Flavio Andriani - L'uomo che cammina.jpg

 

 

” Ma tu non puoi crescere. Perché i burattini non crescono mai. Nascono burattini, vivono burattini, muoiono burattini “.(C.Collodi)

 

Mi ha colpito particolarmente questa citazione di Collodi che precede il romanzo di Flavio Andriani. Siamo o non siamo burattini della vita? C’ è davvero qualcuno che muove i fili per noi o siamo così coraggiosi da spezzare quei fili per sentirci finalmente protagonisti indiscussi della nostra vita, nel bene e nel male, attraversando tempeste e uscendo con o senza ferite? Leggendo le prime pagine di questa storia, il lettore sarà in grado di farsi tante domande e inconsciamente saprà darsi anche le dovute risposte. Siamo esseri complicati, difficili da decifrare e spesso compiamo azioni che non sempre hanno una spiegazione o forse siamo così presi da noi stessi, da non volerne dare.

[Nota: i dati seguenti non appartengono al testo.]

PR #8708, opened 2025-07-23
bisync: deglobalize to fix concurrent runs via rc - fixes #8675

### LINKED ISSUE #8675: Runtime error when run two bisync jobs with _async

https://forum.rclone.org/t/runtime-error-when-run-two-bisync-jobs-with-async/51906

When I run the first rcone rc bisync job with the async=true flag, it runs normally, but if I run another bisync task at the same time, the application throws an error "panic: runtime error: invalid memory address or nil pointer dereference" and stops.
If I use the resync=true flag, the error does not occur.

rclone v1.70.3
os/version: ubuntu 24.04 (64 bit)
os/kernel: 6.8.0-63-generic (x86_64)
os/type: linux
os/arch: amd64
go/version: go1.24.4
go/linking: static
go/tags: none

ubuntu 64bit, windows 10 64bit

alfresco webdav (other)

./rclone  rcd --no-check-certificate --rc-user=admin --rc-pass=admin -vvv --log-file /tmp/rclone.log
./rclone rc sync/bisync --rc-user=admin --rc-pass=admin path2="TR:/07_Acts_with_contractors" path1="/home/ilya/csync_test/07_Acts_with_contractors" createEmptySrcDirs=true  _async=true
./rclone rc sync/bisync --rc-user=admin --rc-pass=admin path2="TR:/08_Minutes" path1="/home/ilya/csync_test/08_Minutes" createEmptySrcDirs=true  _async=true

panic: runtime error: invalid memory address or nil pointer dereference
[signal SIGSEGV: segmentation violation code=0x1 addr=0x30 pc=0xae78bc]

goroutine 1730 [running]:
github.com/rclone/rclone/fs/accounting.StatsGroupFromContext(...)
        github.com/rclone/rclone/fs/accounting/stats_groups.go:264
github.com/rclone/rclone/fs/accounting.Stats({0x0, 0x0})
        github.com/rclone/rclone/fs/accounting/stats_groups.go:273 +0x1c
github.com/rclone/rclone/cmd/bisync.(*bisyncRun).ForObject(0xc000d76000, {0x2c3a8e0, 0xc000d35560}, 0x1)
        github.com/rclone/rclone/cmd/bisync/march.go:132 +0x6b
github.com/rclone/rclone/cmd/bisync.(*bisyncRun).parse(0xc000d76000?, {0x75eb253c92e8?, 0xc000d35560?}, 0x1?)
        github.com/rclone/rclone/cmd/bisync/march.go:111 +0x107
github.com/rclone/rclone/cmd/bisync.(*bisyncRun).Match(0xc000d76000, {0x25eeec0?, 0xc000cd4380?}, {0x75eb25505800, 0xc00091e8a0}, {0x75eb253c92e8, 0xc000d35560})
        github.com/rclone/rclone/cmd/bisync/march.go:89 +0x1e5
github.com/rclone/rclone/fs/march.(*March).processJob(0xc000df8480, {{0xc0004f5920, 0x2a}, {0xc0009d7950, 0x2a}, 0x7ffffffc, 0x7ffffffc, 0x0, 0x0})
        github.com/rclone/rclone/fs/march/march.go:491 +0xd46
github.com/rclone/rclone/fs/march.(*March).Run.func1()
        github.com/rclone/rclone/fs/march/march.go:169 +0x1e5
created by github.com/rclone/rclone/fs/march.(*March).Run in goroutine 1559
        github.com/rclone/rclone/fs/march/march.go:159 +0x172

#### How to use GitHub

nielash:

Before this change, bisync used some global variables, which could cause errors if running multiple concurrent bisync runs through the `rc`. (Running normally from the command line was not affected.)

This change deglobalizes those variables so that multiple bisync runs can be safely run at once, from the same rclone instance.

- #8675
- https://forum.rclone.org/t/runtime-error-when-run-two-bisync-jobs-with-async/51906

#### Checklist

### DIFF
--- a/cmd/bisync/bisync_test.go
+++ b/cmd/bisync/bisync_test.go
@@ -176,6 +176,7 @@ var (
 	// Flag -refresh-times helps with Dropbox tests failing with message
 	// "src and dst identical but can't set mod time without deleting and re-uploading"
 	argRefreshTimes = flag.Bool("refresh-times", false, "Force refreshing the target modtime, useful for Dropbox (default: false)")
+	ignoreLogs      = flag.Bool("ignore-logs", false, "skip comparing log lines but still compare listings")
 )
 
 // bisyncTest keeps all test data in a single place
@@ -261,6 +262,25 @@ func TestBisyncRemoteRemote(t *testing.T) {
 	require.NoError(t, err)
 	defer cleanup()
 	testBisync(t, remote, remote)
+}
+
+// make sure rc can cope with running concurrent jobs
+func TestBisyncConcurrent(t *testing.T) {
+	oldArgTestCase := argTestCase
+	*argTestCase = "basic"
+	*ignoreLogs = true // not useful to compare logs here because both runs will be logging at once
+	t.Cleanup(func() {
+		argTestCase = oldArgTestCase
+		*ignoreLogs = false
+	})
+
+	t.Run("test1", testParallel)
+	t.Run("test2", testParallel)
+}
+
+func testParallel(t *testing.T) {
+	t.Parallel()
+	TestBisyncRemoteRemote(t)
 }
 
 // TestBisync is a test engine for bisync test cases.
@@ -1429,6 +1449,9 @@ func (b *bisyncTest) compareResults() int {
 		resultText := b.mangleResult(b.workDir, file, false)
 
 		if fileType(file) == "log" {
+			if *ignoreLogs {
+				continue
+			}
 			// save mangled logs so difference is easier on eyes
 			goldenFile := filepath.Join(b.logDir, "mangled.golden.log")
 			resultFile := filepath.Join(b.logDir, "mangled.result.log")
--- a/cmd/bisync/checkfn.go
+++ b/cmd/bisync/checkfn.go
@@ -249,7 +249,7 @@ func (b *bisyncRun) resyncTimeSizeEqual(ctxNoLogger context.Context, src fs.Obje
 		// note that arg order is path1, path2, regardless of src/dst
 		path1, path2 := b.resyncWhichIsWhich(src, dst)
 		if sizeDiffers(path1.Size(), path2.Size()) {
-			winningPath := b.resolveLargerSmaller(path1.Size(), path2.Size(), path1.Remote(), path2.Remote(), b.opt.ResyncMode)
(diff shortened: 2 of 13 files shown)


nielash:
(rebased to remove duplicate commits)

cmd/bisync/bisync_test.go
```diff
@@ -264,6 +265,25 @@ func TestBisyncRemoteRemote(t *testing.T) {
 	testBisync(t, remote, remote)
 }
 
+// make sure rc can cope with running concurrent jobs
```
ncw, line 282: This is going to be quite hard work for the integration tester I think! I looked at a random remote and it takes 15 minutes or so.

We might need to limit this test to only running on local

nielash: Agreed, and I can go ahead and make that change, no problem.

I also wonder what you'd think of adding a new `fstest` skip category for tests like this which would be impractical to run nightly but which we also don't want to run _never_. Perhaps these extended tests could instead be run once a month? And by developers when submitting new backends, which I think is the more important use case. 

My thought is that, in practice, users do of course use bisync on non-local remotes, and it is plausible that particular backends could have the same kinds of data race issues that make them non-thread-safe for concurrent `rc` runs. That would be a backend issue, not a bisync issue per se, but the backend developer is unlikely to be aware of it absent tests like this. (For example, my [discovery last week](https://github.com/rclone/rclone/pull/8739/commits/ff8a7d6f8480fe1cab89f647b4430270762e0bcc) that `azurefiles` has been erasing hashes when modtime is set, and none of the other tests caught it.) IMO, it is preferable for the backend developer to fix these kinds of issues at the outset than for us to have to fix them later with more limited knowledge of the backend in question. 😅 

In the meantime, here is a commit to skip on non-local: https://github.com/nielash/rclone/commit/afba15d436da03eac444726485528475ef6a4e93 Up to you if you want to merge this at the same time as the others, or after trying it once and seeing what happens 😄

ncw: I think running this test on local alone should be enough to find >99% of problems. Let's merge this as is, then can you a day later merge the local only patch then we can have one run with the full tests. I'm not sure we run the integration tester with the race detector though so maybe this isn't as useful there as it should be.

We probably should run the integration tester with the race detector though...

As for your skip idea - I don't really like the idea of tests that only get run sometimes. There is enough noise in the integration test results that we probably would notice!

Really we need to scale out the integration tests, keep the results in a database and make them runnable on GitHub. A big project though.

PR #8719, opened 2025-07-31
smb: Improve multithreaded upload performance using multiple connection.

sudiptob2:
In the current design, `OpenWriterAt` provides the interface for random-access writes, and `openChunkWriterFromOpenWriterAt` wraps this interface to enable parallel chunk uploads using multiple goroutines. A global **connection pool** is already in place to manage SMB connections across files. However, only one connection is used per file, which makes multiple goroutines compete for the connection during multithreaded writes.

The proposed uses creates separate connections for each goroutine, which allows **True Parallelism** by giving each goroutine its own SMB connection


ncw:
Fixing OpenWriterAt seems like a better solution than implementing OpenChunkWriter

Did you try the integration tests? And with the race detector?

sudiptob2:
@ncw Thanks for taking a look!
For now, I have tried the following tests. Need some guidance if there is some other way I need to test it locally.

```bash
# 1. passing on CI
make quicktest 

# 2. passing on CI
make racequicktest 

# 3. Passed 
go run ./fstest/test_all -backends smb -race -verbose
```

sudiptob2:
@ncw, just following up, do you have any feedback on this PR? Please let me know if I need to make any improvements.

PR #169, opened 2018-11-07
Add getWrappedInstance method for LoadableComponent

zachary-zhuangli:
Thanks a lot for this awesome library!

In many use cases, we need the getWrappedInstance method to get the wrapped Instance, like react-redux and react-intl do, and here it is.

### DIFF
--- a/src/index.js
+++ b/src/index.js
@@ -229,6 +229,10 @@ function createLoadableComponent(loadFn, options) {
       this._loadModule();
     };
 
+    getWrappedInstance = () => {
+      return this._wrappedInstance;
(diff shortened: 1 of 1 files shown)


pi-kei:
What should be done to make this PR be merged?

lz19951209:
What should be done to make this PR be merged? many projects need this method...plz

qq281113270:
> Thanks a lot for this awesome library!
> 
> In many use cases, we need the getWrappedInstance method to get the wrapped Instance, like react-redux and react-intl do, and here it is.

PR #170, opened 2018-11-12
ignore undefined key from manifest

hardfist:
Change-Id: I684bb8f54310ab3f9cccd5927ae352bb84bc2a0e

### DIFF
--- a/src/webpack.js
+++ b/src/webpack.js
@@ -13,16 +13,17 @@ function buildManifest(compiler, compilation) {
         let id = module.id;
         let name = typeof module.libIdent === 'function' ? module.libIdent({ context }) : null;
         let publicPath = url.resolve(compilation.outputOptions.publicPath || '', file);
-        
+
         let currentModule = module;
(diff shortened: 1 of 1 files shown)


hardfist:
`currentModule.rawRequest` maybe `undefined` which makes manifest containes a 	`undefiend` key, which seems doesn't make sense.

intelcoder:
Do you happen to know how to prevent undefined?
Some of component is used in server side but it is not fetching on server side and fetches when client side takes over. This causes slow page load.
I have already asked many times on Stackoverflow and used bounty hunter feature. However, no one could answer that.

beHitesh:
Hi, I'm facing a similar issue. Has anyone figured a solution for this?

bertho-zero:
@beHitesh By using @loadable/components, it's a little less closed than react-loadable...

qq281113270:
> Change-Id: I684bb8f54310ab3f9cccd5927ae352bb84bc2a0e

PR #171, opened 2018-11-28
use compiler.outputFileSystem

yujiaze:
use `compiler.outputFileSystem` instead of native `fs` module

we prefer to use `memory-fs` in dev mode ( eg: `webpack-dev-middleware`), current implements in this plugin using native `fs` module may produce conflicts in code.

### DIFF
--- a/src/webpack.js
+++ b/src/webpack.js
@@ -1,5 +1,4 @@
 'use strict';
-const fs = require('fs');
 const path = require('path');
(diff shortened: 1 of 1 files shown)


Schachte:
We should merge this as webpack will default to fs. @jamiebuilds

jamiebuilds:
I think another PR has handled this

PR #175, opened 2018-12-26
Fix render parameter's property

MartinYounghoonKim:
Fix 'namedExport' to 'default'


jamiebuilds:
This is to demonstrate what to do when you are exporting your component with a named export.

PR #192, opened 2019-07-15
Add “BBC News” to users

dr3:


UmerZafar990:
Kindly add [**ilaan**](https://www.ilaan.com/) to the users list.

PR #195, opened 2019-08-12
Remove use of componentWillMount

dr3:
React 16.9.0 [deprecated](https://reactjs.org/blog/2019/08/08/react-v16.9.0.html#renaming-unsafe-lifecycle-methods) `componentWillMount` so it now throws a warning when used. 

As far as I can see this should be a simple swap to `componentDidMount`

### DIFF
--- a/src/index.js
+++ b/src/index.js
@@ -158,7 +158,7 @@ function createLoadableComponent(loadFn, options) {
       return init();
     }
 
-    componentWillMount() {
+    componentDidMount() {
       this._mounted = true;
       this._loadModule();
     }
--- a/package.json
+++ b/package.json
@@ -1,6 +1,6 @@
 {
   "name": "react-loadable",
-  "version": "5.5.0",
+  "version": "5.5.1",
   "description": "A higher order component for loading components with promises",
   "main": "lib/index.js",
   "author": "James Kyle <me@thejameskyle.com>",


dr3:
@jamiebuilds This looks like it passes on node 6,8 & 10 and 4 fails for an unrelated reason. Ready for code review :)

bertho-zero:
@dr3 This project is dead.

dr3:
@bertho-zero And not accepting any contributions at all? Seems a shame, works well for those with SSR until Lazy supports it

prevolorio:
ya it looks like this library has been replaced by React Suspense

dr3:
@prevolorio It looks that way, which is a shame as Suspense doesn't support SSR yet

pierreneter:
Should call ` this._loadModule();` in `constructor`.

pierreneter:
@jamiebuilds pls review this PR, I wonder why this project has no issues tab? It's easier to find out what's wrong. And, we can stop support for Node 4.

src/index.js
```diff
@@ -158,7 +158,7 @@ function createLoadableComponent(loadFn, options) {
       return init();
     }
 
-    componentWillMount() {
+    componentDidMount() {
       this._mounted = true;
       this._loadModule();
```
pierreneter: should call `_loadModule` in `constructor`

pierreneter: And handle it:
https://github.com/jamiebuilds/react-loadable/pull/195/files#diff-1fdf421c05c1140f6d71444ea2b27638R198-R202

dr3: Do you recommend where to split the logic? obs cant call setState in the constructor, but _loadModule is also used in the retry method

TSMMark:
What will it take to get this merged?

bertho-zero:
Still alive and maintained: https://github.com/smooth-code/loadable-components

vignestion:
Any update on this, will this PR get merged anytime soon?

ankibalyan:
Atleast this depricated issue should be resolved before suspense supports SSR.

leantide:
@ankibalyan One would certainly think this 1 PR would go in. One would think a warning would be posted on the project entry page that this is unmaintained. One would think that this project would be archived. One would think a referral link to https://github.com/smooth-code/loadable-components would be in order. One would think that github would have some mitigating measurement of new vs old stars. But alas...

But thankfully migrating over to https://github.com/smooth-code/loadable-components is probably quite painless for most. At least it was for me.

jasonnathan:
Build is failing for Node 4, perhaps the author wants to still support Node 4?

dr3:
@jasonnathan the `master` branch also fails on node 4

cdeutsch:
> Still alive and maintained: https://github.com/smooth-code/loadable-components

That doesn't have the same features or API, unless I'm missing something?

src/index.js
cdeutsch: Slightly ugly, but you could make an internal `_ setState`

```js
_setState(state) {
  if (this._mounted) {
    this.setState(state);
  } else {
    this.state = state;
  }
}
```

cdeutsch: Actually I tried this and React will still warn about causing SideEffects.

So, I don't think `_loadModule` (as-is) should be called in the `constructor` as suggested.

If you want to try it, it's here and on NPM (but I wouldn't recommend it)
https://github.com/axiomhq/react-loadable

cdeutsch: Probably better to rename it to `UNSAFE_ componentWillMount` and call it a day

cdeutsch: I ended up trying out this change (using `componentDidMount`) in `@axiomhq/react-loadable@5.5.2`.

It also has side effect warnings.

It looks like the new React API is just too different to make this easily work.

image

yanlee26:
Shame

bertho-zero:
@cdeutsch There are the same features with https://github.com/smooth-code/loadable-components

dr3:
Yeah we were considering forking this repo under the `bbc` organisation, however were now moving to loadable-components, similar features with actually a fair bit more stuff. 

Happy to merge this, if allowed, if anyone wants it though

mkinfrared:
> Yeah we were considering forking this repo under the `bbc` organisation, however were now moving to loadable-components, similar features with actually a fair bit more stuff.
> 
> Happy to merge this, if allowed, if anyone wants it though

It has typescript support unlike loadable-components

mbasakCinedigmInd:
still dont know how to solve it. can you please help me?

fangyinghua:

PR #201, opened 2019-09-10
Rename unsafe lifecycle hooks

chaudharykiran:
1. Unsafe lifecycles hook will not work from React v17.x without prefix with UNSAFE_
2. This will fix the warning message in React v16.9.0


qq281113270:
> 1. Unsafe lifecycles hook will not work from React v17.x without prefix with UNSAFE_
> 2. This will fix the warning message in React v16.9.0

PR #9908, opened 2021-03-19
ui: Add a README to the new Certificate component

kaxcode:


ui/packages/consul-ui/app/components/certificate/README.mdx
```diff
@@ -0,0 +1,31 @@
...
+
+| Argument | Type | Default | Description |
+| --- | --- | --- | --- |
+| `item` | `String` | | The certificate as a string to be displayed and copied |
+| `name` | `String` | | The 'Name' of the certificate to be displayed and copied. Mainly used for giving feedback to the user. |
+
+This component has the following:
+- a copy button
+- a visibility button to show and hide certificate
+- a hidden and visible display of the certificate
```
johncowen, line 24: Ah I previewed this and I can see what you were saying about the `ul`s - the bullets don't show as we have them 'turned off' by default on the UI (the docs currently take all the styles from the UI). You can overwrite this in `debug.scss` if you want so the bullets show up just in the docs pages.

johncowen (approved):
LGTM! There was one tiny thing I noticed with the obfuscating dots are over to the right a bit in the docs page, but! I'd much rather spend our time right now getting the docs pages together - if for some reason they look slightly different in the docs right now, its no big deal, so I wouldn't bother looking at this just yet, I'd just merge as is.

I'm hoping that once we get a largish break in feature work, we can go through the docs pages and tweak what needs tweaking into shape (i.e. any rendering differences, copy updates or whatever)

ui/packages/consul-ui/app/components/certificate/README.mdx
kaxcode: I think it's fine. When I read these files I read them raw. The bullets do show in GitHub preview so it's 💯

PR #9910, opened 2021-03-19
cli: Add new `consul connect redirect-traffic` command for applying traffic redirection rules when Transparent Proxy is enabled.

ishustava:
This PR proposes the following changes:

- Add new `consul connect redirect-traffic` command for applying traffic redirection rules when Transparent Proxy is enabled.
- Add new `iptables` package for applying traffic redirection rules with iptables.


sdk/iptables/iptables.go
```diff
@@ -0,0 +1,158 @@
...
+import (
+	"errors"
+	"fmt"
+	"os/exec"
+	"strconv"
+)
+
+const (
+	// Chain to intercept inbound traffic
+	ProxyInboundChain = "PROXY_INBOUND"
```
freddygv, line 12: What if we added a `CONSUL_` prefix to make it clear to users where these rules came from? Mostly for the VMs case where there may be other processes modifying `iptables` rules.

sdk/iptables/iptables.go
```diff
@@ -0,0 +1,158 @@
...
+	// IptablesProvider is the Provider that will apply iptables rules.
+	IptablesProvider Provider
+}
+
+// Provider is an interface for executing iptables rules.
+type Provider interface {
+	// AddRule adds a rule without executing it.
+	AddRule(name string, args ...string)
+	// ApplyRules executes rules that have been added via AddRule.
+	ApplyRules() error
```
freddygv, line 45: It could be good to document that this operation isn't atomic, and you could end up with some rules applied but not others if there's an error.

sdk/iptables/iptables.go
```diff
@@ -0,0 +1,158 @@
...
+	Rules() []string
+}
+
+// iptablesExecutor implements IptablesProvider using exec.Cmd.
+type iptablesExecutor struct {
+	commands []*exec.Cmd
+}
+
+func (i *iptablesExecutor) AddRule(name string, args ...string) {
+	i.commands = append(i.commands, exec.Command(name, args...))
```
freddygv, line 56: Out of curiosity, did you come across any iptables libraries? Wondering if there are alternatives to exec'ing these commands directly.

sdk/iptables/iptables.go
```diff
@@ -0,0 +1,158 @@
...
+		cfg.IptablesProvider.AddRule("iptables", "-t", "nat", "-A", ProxyOutputRedirectChain, "-p", "tcp", "-j", "REDIRECT", "--to-port", strconv.Itoa(cfg.ProxyOutboundPort))
+
+		// For outbound TCP traffic jump from OUTPUT chain to PROXY_OUTPUT chain.
+		cfg.IptablesProvider.AddRule("iptables", "-t", "nat", "-A", "OUTPUT", "-p", "tcp", "-j", ProxyOutputChain)
+
+		// Don't redirect Envoy traffic back to itself, return it to the next chain for processing.
+		cfg.IptablesProvider.AddRule("iptables", "-t", "nat", "-A", ProxyOutputChain, "-m", "owner", "--uid-owner", cfg.ProxyUserID, "-j", "RETURN")
+
+		// Skip localhost traffic, doesn't need to be routed via the proxy.
+		cfg.IptablesProvider.AddRule("iptables", "-t", "nat", "-A", ProxyOutputChain, "-d", "127.0.0.1/32", "-j", "RETURN")
```
freddygv, line 122: Have you seen whaat others do for IPv6 here? It's not something to change now necessarily, but to keep in mind.

sdk/iptables/iptables.go
```diff
@@ -0,0 +1,158 @@
...
+
+	// Configure outbound rules.
+	{
+		// Redirects outbound TCP traffic hitting PROXY_REDIRECT chain to Envoy's outbound listener port.
+		cfg.IptablesProvider.AddRule("iptables", "-t", "nat", "-A", ProxyOutputRedirectChain, "-p", "tcp", "-j", "REDIRECT", "--to-port", strconv.Itoa(cfg.ProxyOutboundPort))
+
+		// For outbound TCP traffic jump from OUTPUT chain to PROXY_OUTPUT chain.
+		cfg.IptablesProvider.AddRule("iptables", "-t", "nat", "-A", "OUTPUT", "-p", "tcp", "-j", ProxyOutputChain)
+
+		// Don't redirect Envoy traffic back to itself, return it to the next chain for processing.
```
freddygv, line 118:
```suggestion
		// Don't redirect proxy traffic back to itself, return it to the next chain for processing.
```

This library doesn't need to be Envoy specific, so we can use a more generic word here. Same applies to the other Envoy references in this file.

sdk/iptables/iptables.go
```diff
@@ -0,0 +1,158 @@
...
+	}
+
+	return rules
+}
+
+// Setup will set up iptables interception and redirection rules
+// based on the configuration provided in cfg.
+// This implementation was inspired by
+// https://github.com/openservicemesh/osm/blob/650a1a1dcf081ae90825f3b5dba6f30a0e532725/pkg/injector/iptables.go
+func Setup(cfg Config) error {
```
freddygv, line 94: Is this idempotent? What happens if it's run twice? Either with the same or different Config.

Should we attempt to drop the chains before adding them?

website/content/commands/connect/envoy.mdx
```diff
@@ -1,8 +1,8 @@
 ---
 layout: commands
-page_title: 'Commands: Connect Proxy'
+page_title: 'Commands: Connect Envoy'
```
freddygv, line 3: Nice catch!

website/content/commands/connect/redirect-traffic.mdx
```diff
@@ -0,0 +1,73 @@
...
+  when using Connect in Transparent Proxy mode.
+---
+
+# Consul Connect Redirect Traffic
+
+Command: `consul connect redirect-traffic`
+
+The connect redirect-traffic command is used to apply traffic redirection rules to enforce
+all traffic to go through the [Envoy proxy](https://envoyproxy.io) when using [Consul
+Connect](/docs/connect/) in the Transparent Proxy mode.
```
freddygv, line 16:
```suggestion
all traffic to go through the [Envoy proxy](https://envoyproxy.io) when using [Consul
service mesh](/docs/connect/) in the Transparent Proxy mode.
```

website/content/commands/connect/redirect-traffic.mdx
```diff
@@ -0,0 +1,73 @@
...
+
+This command requires `iptables` command line utility to be installed,
+and as a result, this command can currently only run on linux.
```
freddygv, line 19: We should also add the permissions required to run the command.

sdk/iptables/iptables.go
```diff
@@ -0,0 +1,158 @@
+package iptables
```
freddygv, line 1: Since this will only support linux, we could set up alternative os-specific implementations and return an error if used in not-linux.

Here's an example where we have an alternative Windows implementation:
https://github.com/hashicorp/consul/blob/87f6617eecd23a64add1e79eb3cd8dc3da9e649e/agent/config/limits_windows.go
https://github.com/hashicorp/consul/blob/87f6617eecd23a64add1e79eb3cd8dc3da9e649e/agent/config/limits.go

freddygv (commented):
This is looking good @ishustava, nice work! I added questions/comments in line.

command/connect/redirecttraffic/redirect_traffic.go
```diff
@@ -0,0 +1,141 @@
...
+
+		svc, _, err := c.client.Agent().Service(c.proxyID, nil)
+		if err != nil {
+			return iptables.Config{}, fmt.Errorf("failed to fetch proxy service from Consul Agent: %s", err)
+		}
+
+		cfg.ProxyInboundPort = svc.Port
+
+		// todo: change once it's configurable
+		cfg.ProxyOutboundPort = xds.TProxyOutboundPort
```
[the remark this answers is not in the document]
rboyer: I was just coming here to say that the `command` package probably shouldn't import `agent/xds`

command/connect/redirecttraffic/redirect_traffic.go
```diff
@@ -0,0 +1,141 @@
...
+	if c.proxyID != "" {
+		var err error
+		if c.client == nil {
+			c.client, err = c.http.APIClient()
+			if err != nil {
+				return iptables.Config{}, fmt.Errorf("error creating Consul API client: %s", err)
+			}
+		}
+
+		svc, _, err := c.client.Agent().Service(c.proxyID, nil)
```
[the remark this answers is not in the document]
ishustava: Hmmm, I don't think so since the client has the namespace set in its config when we call `c.http.APIClient()` above.

sdk/iptables/iptables.go
```diff
@@ -0,0 +1,158 @@
...
+	ProxyInboundChain = "PROXY_INBOUND"
+
+	// Chain to redirect inbound traffic to the proxy
+	ProxyInboundRedirectChain = "PROXY_IN_REDIRECT"
+
+	// Chain to intercept outbound traffic
+	ProxyOutputChain = "PROXY_OUTPUT"
+
+	// Chain to redirect outbound traffic to the proxy
+	ProxyOutputRedirectChain = "PROXY_REDIRECT"
```
freddygv, line 21: This could be a place to add the default inbound and outbound ports.

For inbound it would be 21000, since that's the default for Connect proxies.

sdk/iptables/iptables.go
ishustava: Yeah, I like that a lot!

sdk/iptables/iptables.go
ishustava: Yep, will do! Although, I'll change it later to be atomic to better support VMs.

sdk/iptables/iptables.go
ishustava: Nope, all go libraries I came across used `exec` unfortunately.

sdk/iptables/iptables.go
ishustava: Yeah, that's a great call-out. I've been thinking about your comment above about documenting that `ApplyRules` is not atomic, and I think it makes sense to make that one atomic and this one idempotent. I'm thinking to address it in a follow-up PR because most likely I'll switch to using `iptables-save` and `iptables-restore` to do that.

sdk/iptables/iptables.go
ishustava: From what I've seen, only Istio supports IPv6. That's a great question though, and I think we should investigate whether we should and how to support IPv6. I'll add a task for that in the future.

command/connect/redirecttraffic/redirect_traffic.go
```diff
@@ -0,0 +1,141 @@
...
+		if err != nil {
+			return iptables.Config{}, fmt.Errorf("failed to fetch proxy service from Consul Agent: %s", err)
+		}
+
+		cfg.ProxyInboundPort = svc.Port
+
+		// todo: change once it's configurable
+		cfg.ProxyOutboundPort = xds.TProxyOutboundPort
+	} else {
+		cfg.ProxyInboundPort = c.proxyInboundPort
```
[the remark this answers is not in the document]
ishustava: Yep, after our zoom convo, changed the outbound port to default if not provided and inbound port will be required.

command/connect/redirecttraffic/redirect_traffic_test.go
```diff
@@ -0,0 +1,148 @@
...
+				proxyOutboundPort: 16000,
+			},
+			false,
+			iptables.Config{
+				ProxyUserID:       "1234",
+				ProxyInboundPort:  15000,
+				ProxyOutboundPort: 16000,
+			},
+			"",
+		},
```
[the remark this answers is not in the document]
ishustava: Added for the outbound port!

sdk/iptables/iptables.go
ishustava: Done!

command/connect/redirecttraffic/redirect_traffic.go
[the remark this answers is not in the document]
ishustava: 💯 Agree. Sorry, I think misunderstood how defaulting should work and thought this const will go away eventually and so was using it temporarily. After syncing with Freddy, I've moved it to the `iptables` package instead.

command/connect/redirecttraffic/redirect_traffic.go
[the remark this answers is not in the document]
freddygv: Ah yep, that should be taken care of then.

freddygv (approved):
🚀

 ” Esistono le domande e non sempre le risposte “

 ” Il pensiero, quello intimo, non ha voce, non ha corpo , è impalpabile, profondo evanescente, allo stesso tempo indicibile.

 Andrea Bufi, noto e stimato psicanalista, vive a Bari con la moglie Giorgia. Andrea amava i suoi pazienti ed era capace di:

” assorbire come una spugna “

le loro storie e i loro vizi. Andrea psicanalista e Andrea uomo, cinico, chiuso, un rebus da decifrare. Un evento lo porterà inevitabilmente a non essere più padrone della sua vita, quasi spettatore di ciò che ogni giorno rivive nella sua mente e la notte rende il sonno un miraggio. Un viaggio a Firenze, per poter assistere ad uno spettacolo di Carmelo Bene ” Il Lorenzaccio” e in quella occasione una ” scultura” famosa macchiera’ di sangue la sua vita, rendendolo un criminale, ancora più inquieto, assente e triste. La paura e un forte pericolo per la propria incolumità e quella di sua moglie Giorgia, spingono Andrea ad una “fuga “, un viaggio a Bali. “Bali avrebbe forse normalizzato l’ effetto “bene”

” Avevo creduto ingenuamente che scegliendo l’ isola, il mio recente passato sarebbe stato sepolto da una sabbia fine e inconsistente. Una sfinge che invece avrebbe mostrato sempre il suo volto, eroso solo in parte” ” Ora sono come Lorenzaccio sulla scena : non posso essere più padrone della mia vita, perché la storia agisce per me. E io sono condannato a seguirla “.

 Andrea, proprio come un attore dovrà uscire di scena prima della fine dello spettacolo, non può continuare a restare in sospeso, così come la sua vita, il suo lavoro e il suo “io”.

Il tempo sembra ormai scadere…come granelli di sabbia di una clessidra, il viaggio termina per diventare cammino?

A voi scoprirlo. Il ritmo del romanzo scorre con piacere e si legge con grande interesse grazie ad un tessuto narrativo corposo e intrigante, senza mai appesantire la lettura. Una piacevole scoperta che sento sinceramente di consigliare. Complimenti Flavio Andriani.